I was then appointed as a psychiatric social worker at the Kingsbury Child Guidance Centre. Our director was a child psychoanalyst and there was a rich team of child psychotherapists from the different training schools. The clinic was run by the Education Department of Brent and there was very open access to children and their families from the local area. While there I completed my analytic training in work with adults and started training in child analysis.
On the basis of these experiences I assumed similar services would be available in most areas. When I came to Oxford over 30 years ago, I learned about the national centre of excellence at the Park Hospital with inpatient facilities especially for organic disorders but it didn’t offer child psychotherapy. In terms of local services, I was welcomed by Mercy Heatley who ran a service out of Northern House. I found the imbalance in use of resources troubling.
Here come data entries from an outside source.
PR #763, opened 2026-04-23
Restore Subjects tab in skin navigation

JeroenDeDauw:
Follows-up to https://github.com/ProfessionalWiki/NeoWiki/pull/755

This is somewhat obsoleting https://github.com/ProfessionalWiki/NeoWiki/pull/761, since we could just remove the sidebar link now we have the tab again. What do you think we should do with the sidebar link?

PR #755 dropped the SkinTemplateNavigation tab in favour of a
"Manage subjects" link in the NeoWiki tools-menu section. This
restores the tab (labelled "Subjects") while leaving the tools-menu
link in place, so the Subject management page is reachable from
both surfaces.

The tab is rendered only on content pages where
`SubjectsAction::isEligibleTitle()` returns true, and is marked
selected when the current request uses `?action=subjects`.

## Test plan

- [x] Visit a content page (e.g. `Main_Page`) and confirm a "Subjects" tab appears next to the standard action tabs
- [x] Click the Subjects tab → lands on `?action=subjects` and the tab is marked selected
- [x] Confirm the tab does not appear on non-content namespaces (e.g. Schema, Layout, Special pages)
- [x] Confirm the NeoWiki tools-menu still exposes the "Manage subjects" link

### DIFF
--- a/i18n/en.json
+++ b/i18n/en.json
@@ -222,6 +222,7 @@
 	"neowiki-layout-delete-success": "Deleted $1 layout",
 	"neowiki-layout-delete-error": "Failed to delete $1 layout.",
 
+	"neowiki-managesubjects-tab": "Subjects",
 	"neowiki-managesubjects-title": "Subjects on $1",
 	"neowiki-managesubjects-not-applicable": "Subject management is not available on this page.",
 	"neowiki-managesubjects-add-button": "Add subject",
--- a/extension.json
+++ b/extension.json
@@ -54,6 +54,7 @@
 		"ContentModelCanBeUsedOn": "ProfessionalWiki\\NeoWiki\\EntryPoints\\NeoWikiHooks::onContentModelCanBeUsedOn",
 
 		"SidebarBeforeOutput": "ProfessionalWiki\\NeoWiki\\EntryPoints\\NeoWikiHooks::onSidebarBeforeOutput",
+		"SkinTemplateNavigation::Universal": "ProfessionalWiki\\NeoWiki\\EntryPoints\\NeoWikiHooks::onSkinTemplateNavigationUniversal",
 		"ScribuntoExternalLibraries": "ProfessionalWiki\\NeoWiki\\EntryPoints\\NeoWikiHooks::onScribuntoExternalLibraries"
 	},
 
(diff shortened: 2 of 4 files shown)


JeroenDeDauw:
> This is somewhat obsoleting https://github.com/ProfessionalWiki/NeoWiki/pull/761, since we could just remove the sidebar link now we have the tab again. What do you think we should do with the sidebar link?

Actually, I reconsidered:

While having both at the same time is not desirable in most cases, wiki admins will have different preferences wrt how prominent the Subjects UI is.

Levels of prominence:
* Subjects UI is default rather than the "View tab", possibly with "View tab" hidden/disabled
* (only) Tab is shown (seems sensible default)
* (only) Sidebar link is shown
* neither is shown but action still exists
* neither is shown and action is not registered

Having a boolean setting for each could make sense, something like: showSubjectTab, showSubjectsToolLink

alistair3149:
A bit late to the topic, perhaps we can just make it into a wiki config on where the manage subject link is shown.

It might be desirable because skins handle the "view" menu differently:
- In Vector and Vector 2022, it is shown as tab on top right corner.
- In MinervaNeue, it is shown as a button in the center.
- In Timeless, it is shown as a button on the top right corner.
- In Chameleon, it varies.
- In Medik, it is rendered in the actions dropdown.

While the while the "tools" menu are handled consistently as a link menu in most if not all skins.

JeroenDeDauw:
Recorded prominense configurability via https://github.com/ProfessionalWiki/NeoWiki/issues/765

@alistair3149 did I record your input sufficiently with the "Note" on there?

i18n/en.json
```diff
@@ -222,6 +222,7 @@
 	"neowiki-layout-delete-success": "Deleted $1 layout",
 	"neowiki-layout-delete-error": "Failed to delete $1 layout.",
 
+	"neowiki-managesubjects-tab": "Subjects",
```
alistair3149, line 225: I am conflict about the label since we are adding the manage subject link to the action menu.
All labels in the action menu uses a verb because it is an action. However, if going with "Manage subjects" can take up too much space.

The alternative is to use the associated pages menu instead (e.g. `Page`, `Discussion` in Vector), that would probably be a more appropriate place to be (e.g. the homepage feature in user namespace from the GrowthExperiments extension). However, this is technically an action, not a separate page...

As NHS funding became available for training child psychotherapists, an anomaly arose whereby increasing numbers of child psychotherapists were trained but those qualifying were not matched by posts. As the CAMHS service developed in the context of restricted resources, children being seen had to meet certain thresholds of disturbance. Not only were there few child psychotherapists in the service, but children with the kinds of problems we had seen at the Child Guidance Training Centre and at Kingsbury often did not meet these thresholds.
It became apparent that there were numerous children in need of psychotherapy and numerous child psychotherapists who were able to offer therapy but without established posts.
The seeds of Pegasus were sown early in 2000. A number of child psychotherapists had met to consider the lack of posts and as convenor of the British Psychoanalytic Council (BPC) for this region, I wrote on their behalf to Julie Waldron, Chief Executive of the Oxfordshire Mental Health Trust, to raise our concerns and letting her know a group was meeting to consider how child psychotherapy could be made available. She asked Mike Hobbs to call a meeting which he did and a number of us attended. Things have moved on and circumstances have changed and the service for children is now very different from what it as over a decade ago.
Having had an exploratory meeting with the Trust, the seeds for developing a service for children outside the Trust lay dormant. Partly this was because the energies of the regional BPC group including my own went into cooperating with the Isis Centre Action Group in sustained efforts to keep the Isis Centre open. The campaign required a huge degree of commitment over two attempts to close it. The importance of keeping open such a unique NHS provision for adults took first call on energies.
In terms of work with children, the seeds sown earlier began to come to life about 5 years ago when child psychotherapists began to meet regularly and gradually Pegasus came into being. We soon established links with PCAMHS with a view to seeing children whom they considered unsuitable for their six session model or children who needed further help after their six sessions. By and large they needed to be from families who could afford private fees.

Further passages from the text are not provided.